De la importancia del AIFA, se habló lo somero, lo oficialista que siempre se quiere decir desde los gobiernos. Evidentemente nadie nos contó que es un aeropuerto militar que costó 52 por ciento arriba del presupuesto y que no transparentó sus contratos. Más importante, quizá, que la falta de tiendas, locales de comida o cajeros, así como su pésima conectividad a internet.

Claro que también podemos mencionar el clasismo que generó toda la faramalla de su apertura, pues en redes se quejaban que “si no les alcanza para el Uber, ¿realmente viajan en avión?”, pues la accesibilidad también es complicada, pero no debe derivar en estos comentarios. 

O peor aún, se veía con desprecio la venta de artículos de colección del presidente o de Morena, así como que vender tlayudas es muy “humilde”, aunque fueron la sensación. Pero los comentarios negativos abonaron (más) a la desigualdad del país, como compararla con una conocida tienda de supermercado. Es muy miserable que entre mexicanos nos califiquemos de esas maneras, más si recordamos que un trabajador ambulante no tiene seguridad social, Infonavit, o Afore. Ni qué decir de que puedan acceder a un crédito. 

Podemos cuestionar, mejor, si el AIFA nos convino tras la cancelación del NAIM, que según cifras oficiales, costó 75 mil millones, aunque la Auditoría Superior de la Federación (ASF) estimó en 2021 que fueron 113 mil millones de pesos.

O por ejemplo, Hacienda estimó el costo de la construcción del aeropuerto en 75 mil millones de pesos, pero hasta el año pasado se habían ejercido 104 mil millones, es decir, 23 por ciento más del costo inicial, sin contar el presupuesto de 11 mil 450 millones en 2022, un sobrecosto de 54 por ciento. En suma, 225 mil millones de pesos entre ambas acciones del gobierno: cancelar uno y remodelar otro.

Tampoco nos debemos dejar engañar: El cálculo de pasajeros al año para el Felipe Ángeles es de 20 millones, actualmente, el AICM atiende más de 35 millones. Todavía le falta muchísimo al AIFA para ofrecer este nivel y hasta 30 años para alcanzar el rango que atiende el Benito Juárez. 

Del NAIM, mejor ni gastar la lectura. El gobierno federal emitió un decreto para declarar el Lago de Texcoco como área natural protegida, durante la mañanera del día después de la inauguración del AIFA.

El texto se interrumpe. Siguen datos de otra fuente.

PR #245, opened 2025-05-20
cross masking speedups

Hgherzog:


scripts/galileo_style_masking/galileo_base.py
```diff
@@ -195,7 +195,6 @@ def build_dataset_config(common: CommonComponents) -> HeliosDatasetConfig:
     return HeliosDatasetConfig(
         h5py_dir=h5py_dir,
         training_modalities=common.training_modalities,
-        use_samples_with_missing_supported_modalities=True,
```
pjreddie, line 198: why remove this? is it the default or does this not work with missing modalities? or were you just experimenting? just wondering

Hgherzog: It is no longer an arg for the dataset config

Allá sólo se permitirá el ecoturismo, la restauración ecológica, especialmente de las especies nativas y la agricultura y ganadería, orientada a la sustentabilidad. Está blindado, ni siquiera un gobierno entrante podrá revivir el proyecto peñista. Así es que si quiere viajar, hágase la travesía al Felipe Ángeles o al AICM, pues mejores opciones ahora mismo no hay. El de Toluca siempre los podrá esperar, pero también carece de conectividad para traslados masivos.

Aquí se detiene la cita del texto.